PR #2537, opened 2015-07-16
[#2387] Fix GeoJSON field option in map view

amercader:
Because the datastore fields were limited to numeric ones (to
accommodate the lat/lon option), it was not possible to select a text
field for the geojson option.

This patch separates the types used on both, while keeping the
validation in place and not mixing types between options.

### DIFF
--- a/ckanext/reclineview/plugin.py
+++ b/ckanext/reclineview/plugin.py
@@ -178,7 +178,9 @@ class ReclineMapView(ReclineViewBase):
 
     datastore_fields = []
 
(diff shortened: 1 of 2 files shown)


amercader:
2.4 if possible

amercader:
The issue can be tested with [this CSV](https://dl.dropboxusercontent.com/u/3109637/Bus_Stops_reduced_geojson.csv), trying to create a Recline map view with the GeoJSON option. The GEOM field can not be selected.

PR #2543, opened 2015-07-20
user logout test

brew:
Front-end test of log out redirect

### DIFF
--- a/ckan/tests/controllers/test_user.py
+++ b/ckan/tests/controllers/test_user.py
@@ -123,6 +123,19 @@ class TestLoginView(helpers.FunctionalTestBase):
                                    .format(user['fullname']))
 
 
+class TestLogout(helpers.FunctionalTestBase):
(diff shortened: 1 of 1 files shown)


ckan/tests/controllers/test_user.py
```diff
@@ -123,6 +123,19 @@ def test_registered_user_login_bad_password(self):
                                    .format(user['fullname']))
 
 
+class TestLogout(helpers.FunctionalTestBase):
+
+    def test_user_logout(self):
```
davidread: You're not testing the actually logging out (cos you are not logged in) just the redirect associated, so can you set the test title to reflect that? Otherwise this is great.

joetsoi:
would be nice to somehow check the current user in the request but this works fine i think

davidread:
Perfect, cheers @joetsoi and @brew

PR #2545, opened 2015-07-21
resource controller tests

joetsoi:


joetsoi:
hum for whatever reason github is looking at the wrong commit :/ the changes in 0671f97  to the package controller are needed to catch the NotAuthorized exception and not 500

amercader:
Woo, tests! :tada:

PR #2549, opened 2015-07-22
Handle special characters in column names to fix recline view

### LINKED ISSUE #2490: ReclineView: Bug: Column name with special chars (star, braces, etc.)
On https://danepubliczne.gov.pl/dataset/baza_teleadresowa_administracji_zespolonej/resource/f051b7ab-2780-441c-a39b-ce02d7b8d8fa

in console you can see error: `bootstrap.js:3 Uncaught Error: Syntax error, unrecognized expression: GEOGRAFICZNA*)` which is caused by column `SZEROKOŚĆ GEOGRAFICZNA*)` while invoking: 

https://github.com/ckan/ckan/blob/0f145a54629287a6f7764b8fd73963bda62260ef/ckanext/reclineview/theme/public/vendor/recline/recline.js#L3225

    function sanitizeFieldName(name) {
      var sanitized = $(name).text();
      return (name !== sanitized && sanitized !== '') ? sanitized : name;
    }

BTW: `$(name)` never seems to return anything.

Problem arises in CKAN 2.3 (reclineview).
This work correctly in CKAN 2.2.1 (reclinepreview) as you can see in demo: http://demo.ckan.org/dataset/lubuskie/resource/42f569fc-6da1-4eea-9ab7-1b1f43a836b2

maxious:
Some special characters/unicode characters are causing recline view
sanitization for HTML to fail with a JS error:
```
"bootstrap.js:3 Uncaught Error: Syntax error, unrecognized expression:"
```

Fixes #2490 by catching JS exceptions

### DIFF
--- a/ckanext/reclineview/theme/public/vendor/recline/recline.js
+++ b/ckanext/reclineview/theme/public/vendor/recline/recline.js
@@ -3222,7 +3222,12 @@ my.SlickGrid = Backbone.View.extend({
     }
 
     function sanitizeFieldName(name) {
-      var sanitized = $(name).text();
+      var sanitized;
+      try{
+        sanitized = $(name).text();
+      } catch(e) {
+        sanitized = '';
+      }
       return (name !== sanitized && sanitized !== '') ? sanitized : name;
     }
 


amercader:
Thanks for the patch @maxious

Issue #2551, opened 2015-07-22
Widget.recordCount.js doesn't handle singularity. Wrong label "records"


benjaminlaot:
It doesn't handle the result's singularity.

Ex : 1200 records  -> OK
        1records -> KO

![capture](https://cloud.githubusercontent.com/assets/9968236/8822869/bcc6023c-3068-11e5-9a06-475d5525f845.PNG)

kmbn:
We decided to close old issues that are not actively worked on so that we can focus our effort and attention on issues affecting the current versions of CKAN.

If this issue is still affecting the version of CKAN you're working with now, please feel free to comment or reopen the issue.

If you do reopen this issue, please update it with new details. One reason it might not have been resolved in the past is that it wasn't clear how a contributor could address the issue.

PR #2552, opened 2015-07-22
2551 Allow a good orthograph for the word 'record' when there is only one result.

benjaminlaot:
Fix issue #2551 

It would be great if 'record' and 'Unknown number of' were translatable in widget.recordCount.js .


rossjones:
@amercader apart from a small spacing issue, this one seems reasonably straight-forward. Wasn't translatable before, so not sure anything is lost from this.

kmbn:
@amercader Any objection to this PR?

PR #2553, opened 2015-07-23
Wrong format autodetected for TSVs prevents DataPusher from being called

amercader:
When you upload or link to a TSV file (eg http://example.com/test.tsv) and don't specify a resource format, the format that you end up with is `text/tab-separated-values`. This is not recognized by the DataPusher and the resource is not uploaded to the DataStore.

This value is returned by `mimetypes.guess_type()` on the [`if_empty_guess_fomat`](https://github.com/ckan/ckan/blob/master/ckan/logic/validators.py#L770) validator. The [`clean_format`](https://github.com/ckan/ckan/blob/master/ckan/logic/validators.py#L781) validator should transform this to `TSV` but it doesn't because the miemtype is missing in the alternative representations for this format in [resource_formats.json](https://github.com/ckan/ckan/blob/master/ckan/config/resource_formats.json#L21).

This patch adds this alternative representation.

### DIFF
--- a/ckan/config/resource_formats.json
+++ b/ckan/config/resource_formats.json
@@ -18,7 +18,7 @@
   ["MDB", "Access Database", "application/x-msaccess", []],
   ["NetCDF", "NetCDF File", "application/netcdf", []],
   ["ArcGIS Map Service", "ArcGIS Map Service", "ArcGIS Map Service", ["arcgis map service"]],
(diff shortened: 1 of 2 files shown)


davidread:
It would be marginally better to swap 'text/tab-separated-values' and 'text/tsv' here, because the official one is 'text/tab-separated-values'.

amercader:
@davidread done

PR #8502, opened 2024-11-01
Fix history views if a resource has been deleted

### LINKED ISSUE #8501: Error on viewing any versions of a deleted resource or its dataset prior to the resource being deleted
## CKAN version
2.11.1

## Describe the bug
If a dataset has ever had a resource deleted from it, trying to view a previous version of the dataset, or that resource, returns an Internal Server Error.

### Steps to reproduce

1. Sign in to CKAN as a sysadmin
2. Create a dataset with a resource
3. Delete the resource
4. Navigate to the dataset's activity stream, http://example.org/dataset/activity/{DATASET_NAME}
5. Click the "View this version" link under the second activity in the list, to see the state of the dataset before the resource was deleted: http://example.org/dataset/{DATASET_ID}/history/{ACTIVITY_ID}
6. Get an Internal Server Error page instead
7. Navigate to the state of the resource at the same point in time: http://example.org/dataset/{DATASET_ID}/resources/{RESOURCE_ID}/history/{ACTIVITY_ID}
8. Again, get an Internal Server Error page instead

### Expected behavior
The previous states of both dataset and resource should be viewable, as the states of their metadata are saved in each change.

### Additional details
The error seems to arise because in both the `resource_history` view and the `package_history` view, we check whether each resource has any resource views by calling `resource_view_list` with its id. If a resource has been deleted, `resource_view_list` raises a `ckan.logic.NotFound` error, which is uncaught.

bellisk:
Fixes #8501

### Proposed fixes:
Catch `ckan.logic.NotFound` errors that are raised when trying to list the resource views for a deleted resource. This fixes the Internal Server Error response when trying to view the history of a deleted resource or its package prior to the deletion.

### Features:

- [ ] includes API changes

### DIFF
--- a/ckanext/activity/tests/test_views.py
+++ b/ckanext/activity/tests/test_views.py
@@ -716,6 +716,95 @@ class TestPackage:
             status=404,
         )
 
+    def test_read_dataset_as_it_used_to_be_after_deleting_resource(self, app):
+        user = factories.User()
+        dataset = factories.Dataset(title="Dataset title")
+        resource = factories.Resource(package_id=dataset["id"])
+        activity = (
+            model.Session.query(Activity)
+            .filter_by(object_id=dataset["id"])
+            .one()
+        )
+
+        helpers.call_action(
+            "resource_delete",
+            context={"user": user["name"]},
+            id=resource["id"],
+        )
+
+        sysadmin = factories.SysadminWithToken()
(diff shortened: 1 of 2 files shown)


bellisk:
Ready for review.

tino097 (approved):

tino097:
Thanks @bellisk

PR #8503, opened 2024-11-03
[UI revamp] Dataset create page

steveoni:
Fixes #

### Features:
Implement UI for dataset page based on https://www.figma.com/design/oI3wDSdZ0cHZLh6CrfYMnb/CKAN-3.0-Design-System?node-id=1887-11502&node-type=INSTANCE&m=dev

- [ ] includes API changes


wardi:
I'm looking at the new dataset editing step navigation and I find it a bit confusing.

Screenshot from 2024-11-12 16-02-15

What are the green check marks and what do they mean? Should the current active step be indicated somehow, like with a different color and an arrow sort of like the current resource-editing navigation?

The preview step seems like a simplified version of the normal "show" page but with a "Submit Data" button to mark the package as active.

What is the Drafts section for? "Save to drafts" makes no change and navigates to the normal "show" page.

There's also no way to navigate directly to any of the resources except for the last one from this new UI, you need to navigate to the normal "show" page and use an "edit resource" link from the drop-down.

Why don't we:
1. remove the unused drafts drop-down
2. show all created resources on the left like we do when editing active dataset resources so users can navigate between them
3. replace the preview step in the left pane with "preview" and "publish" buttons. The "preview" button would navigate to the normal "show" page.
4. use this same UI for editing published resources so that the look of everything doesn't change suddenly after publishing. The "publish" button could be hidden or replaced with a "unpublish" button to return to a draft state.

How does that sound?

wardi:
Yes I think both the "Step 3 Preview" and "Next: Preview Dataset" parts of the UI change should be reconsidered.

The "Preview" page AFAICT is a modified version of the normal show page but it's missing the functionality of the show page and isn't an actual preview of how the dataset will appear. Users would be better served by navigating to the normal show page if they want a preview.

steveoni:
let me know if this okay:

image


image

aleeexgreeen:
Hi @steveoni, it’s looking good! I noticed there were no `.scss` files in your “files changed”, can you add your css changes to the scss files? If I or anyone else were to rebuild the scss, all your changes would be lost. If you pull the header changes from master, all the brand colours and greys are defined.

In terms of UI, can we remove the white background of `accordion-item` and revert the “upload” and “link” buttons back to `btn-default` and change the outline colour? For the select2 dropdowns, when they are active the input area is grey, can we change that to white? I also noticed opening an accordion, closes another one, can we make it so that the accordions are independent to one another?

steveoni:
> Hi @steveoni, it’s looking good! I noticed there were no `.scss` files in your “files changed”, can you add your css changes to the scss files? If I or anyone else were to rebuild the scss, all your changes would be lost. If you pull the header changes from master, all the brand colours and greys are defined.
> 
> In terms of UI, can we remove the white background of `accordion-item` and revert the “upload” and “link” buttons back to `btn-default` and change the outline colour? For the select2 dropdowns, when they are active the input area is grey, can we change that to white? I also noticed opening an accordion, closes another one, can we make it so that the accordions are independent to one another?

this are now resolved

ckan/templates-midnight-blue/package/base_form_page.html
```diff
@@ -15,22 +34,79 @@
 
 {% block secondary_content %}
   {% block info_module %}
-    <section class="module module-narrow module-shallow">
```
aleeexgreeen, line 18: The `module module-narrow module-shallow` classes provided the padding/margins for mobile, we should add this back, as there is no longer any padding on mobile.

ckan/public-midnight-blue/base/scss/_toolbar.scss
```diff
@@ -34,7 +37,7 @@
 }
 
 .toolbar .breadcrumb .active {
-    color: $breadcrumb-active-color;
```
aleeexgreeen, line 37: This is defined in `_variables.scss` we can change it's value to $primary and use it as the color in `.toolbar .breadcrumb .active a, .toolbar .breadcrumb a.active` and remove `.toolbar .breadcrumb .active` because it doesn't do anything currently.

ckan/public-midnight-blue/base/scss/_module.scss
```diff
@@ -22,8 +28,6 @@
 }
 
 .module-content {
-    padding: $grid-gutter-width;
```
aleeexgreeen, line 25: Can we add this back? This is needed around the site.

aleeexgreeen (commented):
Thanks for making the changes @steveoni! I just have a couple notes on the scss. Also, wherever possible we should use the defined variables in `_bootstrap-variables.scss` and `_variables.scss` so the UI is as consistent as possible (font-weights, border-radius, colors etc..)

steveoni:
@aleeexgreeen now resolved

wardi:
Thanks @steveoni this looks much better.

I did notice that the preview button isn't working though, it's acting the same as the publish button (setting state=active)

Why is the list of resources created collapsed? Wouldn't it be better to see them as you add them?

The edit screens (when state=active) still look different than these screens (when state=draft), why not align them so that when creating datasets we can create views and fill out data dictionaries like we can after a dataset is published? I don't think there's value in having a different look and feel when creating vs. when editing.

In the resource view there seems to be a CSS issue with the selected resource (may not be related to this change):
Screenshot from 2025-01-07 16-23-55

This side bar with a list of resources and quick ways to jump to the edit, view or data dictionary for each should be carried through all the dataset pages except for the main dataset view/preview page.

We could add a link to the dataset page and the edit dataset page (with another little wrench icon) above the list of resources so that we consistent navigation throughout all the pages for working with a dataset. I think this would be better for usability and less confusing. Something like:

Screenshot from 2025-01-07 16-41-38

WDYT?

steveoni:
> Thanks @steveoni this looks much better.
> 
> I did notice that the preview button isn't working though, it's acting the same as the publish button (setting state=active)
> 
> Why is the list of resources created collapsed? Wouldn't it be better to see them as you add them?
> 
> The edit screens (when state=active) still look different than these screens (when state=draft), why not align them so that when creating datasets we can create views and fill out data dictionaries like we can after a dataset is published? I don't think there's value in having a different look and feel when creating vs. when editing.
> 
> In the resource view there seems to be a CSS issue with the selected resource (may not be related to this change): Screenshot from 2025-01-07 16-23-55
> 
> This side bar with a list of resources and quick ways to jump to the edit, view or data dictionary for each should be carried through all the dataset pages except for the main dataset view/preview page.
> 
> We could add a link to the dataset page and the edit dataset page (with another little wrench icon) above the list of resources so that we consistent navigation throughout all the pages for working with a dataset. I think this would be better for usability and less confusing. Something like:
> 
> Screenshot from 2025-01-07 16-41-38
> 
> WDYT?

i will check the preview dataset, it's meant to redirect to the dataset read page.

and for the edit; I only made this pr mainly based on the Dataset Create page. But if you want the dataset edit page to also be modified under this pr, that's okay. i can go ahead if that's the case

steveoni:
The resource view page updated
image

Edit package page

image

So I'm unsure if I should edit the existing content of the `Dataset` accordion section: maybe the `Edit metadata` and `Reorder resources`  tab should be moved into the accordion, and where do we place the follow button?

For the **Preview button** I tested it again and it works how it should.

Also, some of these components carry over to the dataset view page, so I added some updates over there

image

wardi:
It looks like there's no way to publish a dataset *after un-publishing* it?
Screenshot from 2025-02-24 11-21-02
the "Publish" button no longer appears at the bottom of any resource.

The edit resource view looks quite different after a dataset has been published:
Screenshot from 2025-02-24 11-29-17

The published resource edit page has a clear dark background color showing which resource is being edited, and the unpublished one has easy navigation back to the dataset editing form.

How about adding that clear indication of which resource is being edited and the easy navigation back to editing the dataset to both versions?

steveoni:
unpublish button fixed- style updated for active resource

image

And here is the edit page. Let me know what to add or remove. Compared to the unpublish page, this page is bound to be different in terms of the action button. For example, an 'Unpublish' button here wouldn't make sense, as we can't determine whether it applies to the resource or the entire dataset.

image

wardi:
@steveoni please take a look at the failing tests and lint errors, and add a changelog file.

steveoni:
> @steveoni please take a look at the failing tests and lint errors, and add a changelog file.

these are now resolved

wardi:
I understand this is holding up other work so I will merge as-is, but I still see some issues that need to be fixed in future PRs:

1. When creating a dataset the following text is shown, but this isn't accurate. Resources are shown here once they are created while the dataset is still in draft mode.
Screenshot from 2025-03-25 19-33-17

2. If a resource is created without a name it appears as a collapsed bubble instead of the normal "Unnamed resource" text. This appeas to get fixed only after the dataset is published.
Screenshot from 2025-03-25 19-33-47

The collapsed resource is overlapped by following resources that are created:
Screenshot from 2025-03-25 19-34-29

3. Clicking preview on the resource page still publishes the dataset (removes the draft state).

== EXERCISE DIRECTIONS ==
Your answer should be a number only: the count of lines above in which the string "lint" appears.

== COMPLETED TASK ==
2